(Dataset records)

PR #4270, opened 2023-06-05
V3ThreadPool: Add sequential thread index and thread count getter

mglb:
Illustrative use case example:
```c++
std::vector<V3ExampleWorker> visitors;
std::deque<std::future<void>> startedJobs;
// ...
visitors = std::vector<V3ExampleWorker>(V3ThreadPool::s().size()); 
// ...
void visit(AstExample* nodep) override {
    startedJobs.push_back(V3ThreadPool::s().enqueue([this, nodep]() {
        visitors[V3ThreadPool::s().currentThreadId()].visit(nodep);
    }));
}
// ...
visit(v3Global.rootp());
for (auto& startedJob : startedJobs) {
    V3ThreadPool::s().waitForFuture(startedJob);
}
for (auto& visitor : visitors) {
    // Collect and process stats or other data from each thread.
}
```

Personally I want to use it in https://github.com/verilator/verilator/pull/4228 (for validation only) and in future in parallelization of V3Expand (for easy mapping between a thread and its data in an array, something like in the example above).

### DIFF
--- a/src/V3ThreadPool.cpp
+++ b/src/V3ThreadPool.cpp
@@ -51,6 +51,8 @@ void V3ThreadPool::resize(unsigned n) VL_MT_UNSAFE VL_EXCLUDES(m_mutex)
         for (unsigned int i = 1; i < n; ++i) {
             m_workers.emplace_back(&V3ThreadPool::startWorker, this, i);
         }
+        // Synchronization for size().
+        std::atomic_thread_fence(std::memory_order_release);
     }
 }
 
--- a/src/V3ThreadPool.cpp
+++ b/src/V3ThreadPool.cpp
@@ -39,14 +39,13 @@ void V3ThreadPool::resize(unsigned n) VL_MT_UNSAFE VL_EXCLUDES(m_mutex)
         m_cv.notify_all();
         m_stoppedJobsCV.notify_all();
     }
-    while (!m_workers.empty()) {
-        m_workers.front().join();
-        m_workers.pop_front();
-    }
+    for (auto& worker : m_workers) { worker.join(); }
+    m_workers.clear();
     if (n > 1) {
         V3LockGuard lock{m_mutex};
         // Start new threads
         m_shutdown = false;
+        m_workers.reserve(n - 1);
         for (unsigned int i = 1; i < n; ++i) {
             m_workers.emplace_back(&V3ThreadPool::startWorker, this, i);
         }
--- a/src/V3ThreadPool.cpp
+++ b/src/V3ThreadPool.cpp
@@ -23,6 +23,8 @@
 // c++11 requires definition of static constexpr as well as declaration
 constexpr unsigned int V3ThreadPool::FUTUREWAITFOR_MS;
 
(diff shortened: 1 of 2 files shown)


wsnyder:
Ignoring the patch for a moment and focusing on your example use case, I would think we should be making code that is completely ignorant of the number of worker threads.  Can we do that instead?

Note once we agree on a use case, we'll need the use case as part of the pull request in the V3ThreadPool::selfTest to test the changes.

mglb:
> Ignoring the patch for a moment and focusing on your example use case, I would think we should be making code that is completely ignorant of the number of worker threads. Can we do that instead?

For this discussion let's take actual stage - V3Expand.

Actual work done by V3Expand happens inside AstCFunc nodes.  Work done in each AstCFunc node is independent from work done in other AstCFunc nodes (let's skip the type table and such things here).  And there is a lot of AstCFunc nodes at this point.

Processing each AstCFunc as a separate job is both efficient and easy to understand.  The main work done in each job does not rely on the number of worker threads.  It's just a visitor, state is stored on the stack, and each job transforms a branch that has been given for it.

There is one extra thing done by V3Expand - collecting statistics.  More precisely, it counts how many expands of each type have been performed.  And the example from the PR's description shows how I did it.  I'm just collecting individual stats for each thread, them summing them up at the end.

Small, constant number of individual counters for each thread guarantees zero overhead, and the implementation is quite simple.  Obvious alternative could be returning stats from each job in a future object. Not bad, and the example actually shows use of futures.  However, by storing separate stats for each thread we could replace futures with a semaphore incremented when job is enqueued, and decremented when it ends.  Main thread would then wait until the semaphore became 0.

The other, a lot simpler use, is just check `currentThreadId() == mainThreadId()`.

Would you be OK with proposed use for such side tasks as stats counting or some debugging helpers?

wsnyder:
I realized my comment about "main thread" doesn't really make sense with the current way the threadpool is setup, so fine to identify the main thread.

mglb:
The main thread check would be used in https://github.com/verilator/verilator/pull/4228 just to make sure that "MT-Disabled" section is entered only in the main (i.e. not a worker) thread, but this is not that important.

I agree with your suggested solutions to provided use cases.
The only remaining use case I have in mind is the check mentioned above, and occasional ad-hoc debug code. The latter case can be dealt with by temporarily adding the index when necessary, so the PR is not strictly necessary, but would make things slightly easier.

If you still prefer to not introduce thread index and thread count getter, this PR can be closed. I'll create separate PR adding the thread fence then, as it is relevant in `willExecuteSynchronously` even without the getters.

> Perhaps off topic but perhaps we should have an issue describing what visitors you plan to parallelize in what order. Ideally this would be based on what gives the best performance lift. I believe most large design verilation time is limited by the partitioning step. I don't know if V3Expand qualifies or not.

Good idea, I'll make this issue, most likely this week.
I and @kamilrakoczy experiment with V3Expand and V3Gate, which are in top 4 most time-consuming stages.

wsnyder:
There's been a bunch of thread changes since this pull, if there's still items here to be applied please make a new pull, thanks.

PR #4275, opened 2023-06-06
Support array max

kiryk:
UVM uses .max built-in method on unpacked arrays, and Verilator doesn't support them.

This change adds support for max, and other locator and order methods.

Notice that in the tests except the format I've also modified the golden output in [t_array_method:27](https://github.com/verilator/verilator/compare/master...antmicro:verilator-1:kiryk/remove-problem-with-array-max#diff-ab1f7fecf1e5d4ccd2c06725d09f1d94844cf14fe3672743afe240783ca656b2R27). If I'm not mistaken the expected output was incorrect.


src/V3Width.cpp
```diff
@@ -3646,6 +3610,11 @@ class WidthVisitor final : public VNVisitor {
             }
             nodep->replaceWith(newp);
             VL_DO_DANGLING(nodep->deleteTree(), nodep);
+        } else if ((newp = methodCallArray(nodep, adtypep))) {
```
wsnyder, line 3613:
```suggestion
        } else if ((AstCMethodHard* newp = methodCallArray(nodep, adtypep))) {
```

src/V3Width.cpp
```diff
@@ -3611,6 +3573,8 @@ class WidthVisitor final : public VNVisitor {
             ARRAY_PRODUCT
         } methodId;
 
+        AstCMethodHard* newp = nullptr;
+
```
wsnyder, line 3577:
```suggestion
```

wsnyder (commented):
Looks good, just a minor cleanup.  The CI tests aren't running, please figure out why - @kbieganski 's account seems to run them so perhaps compare your configuration with his.

src/V3Width.cpp
kiryk: Done.

src/V3Width.cpp
kiryk: Done.

PR #4277, opened 2023-06-06
Fix `VlForkSync` redeclaration

kbieganski:
Given nested forks, if the inner fork had a `join` or `join_any` at the end, `V3Sched::transformForks()` would decide that the fork's `VlForkSync` variable should be passed in from the outside. This resulted in the `VlForkSync` getting redeclared as a function argument. Ultimately, it led to C++ compilation errors due to variable redeclaration.

Fixed by rearranging the `if`s that decide whether a variable should be passed in or left as-is.


kbieganski:
This broke `t_timing_intra_assign`. I think that test gives incorrect output anyway due to https://github.com/verilator/verilator/issues/3711, but I'll have another look at this.

PR #4282, opened 2023-06-08
Fix VCD scope types

### LINKED ISSUE #4227: Fix non-standard of 'struct' in VCD traces
Verilator version: 4.110
OS: Ubuntu-20.04
I performed RTL simulation using verilator and generated a VCD of that RTL [ https://github.com/openhwgroup/cva6 ]  simulations without any error. While using that VCD in cadence tools, the tool saying there is syntax error at line 114 in VCD file.

The VCD file snapshot: 
vcd_snapshot

Can anyone help what's wrong here? 
Thanks!

atorregrosa-smd:
This limits the custom struct/union/interface scope types to be issued only in FST traces, since they are non-standard for VCD.

Should fix #4227

### DIFF
--- a/src/V3TraceDecl.cpp
+++ b/src/V3TraceDecl.cpp
@@ -196,10 +196,11 @@ private:
     }
 
     std::string getScopeChar(VltTraceScope sct) {
-        if (v3Global.opt.traceFormat().fst())
+        if (v3Global.opt.traceFormat().fst()) {
             return std::string(1, static_cast<char>(0x80 + sct));
-        else
+        } else {
             return std::string();
+        }
     }
 
     std::string addAboveInterface(const std::string& scopeName) {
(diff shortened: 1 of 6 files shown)


src/V3TraceDecl.cpp
```diff
@@ -196,7 +196,10 @@ class TraceDeclVisitor final : public VNVisitor {
     }
 
     std::string getScopeChar(VltTraceScope sct) {
-        return std::string(1, static_cast<char>(0x80 + sct));
+        if (v3Global.opt.traceFormat().fst())
+            return std::string(1, static_cast<char>(0x80 + sct));
+        else
+            return std::string();
```
wsnyder, line 202:
```suggestion
        if (v3Global.opt.traceFormat().fst()) {
            return std::string(1, static_cast<char>(0x80 + sct));
        } else {
            return std::string();
        }
```

wsnyder (commented):
Thanks, just a minor style item if you please.

PR #4697, opened 2023-11-15
Fix # 0 delays for process resumption, etc.

kboronski-ant:
This should allow #0 delays to schedule process resumption coroutines after any other triggers present in `act` get handled.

(End Dataset records)

### To do
Copy out, from the data above, each line where the string "opened" is present.

### Response for this exercise
PR #4270, opened 2023-06-05
PR #4275, opened 2023-06-06
PR #4277, opened 2023-06-06
PR #4282, opened 2023-06-08
PR #4697, opened 2023-11-15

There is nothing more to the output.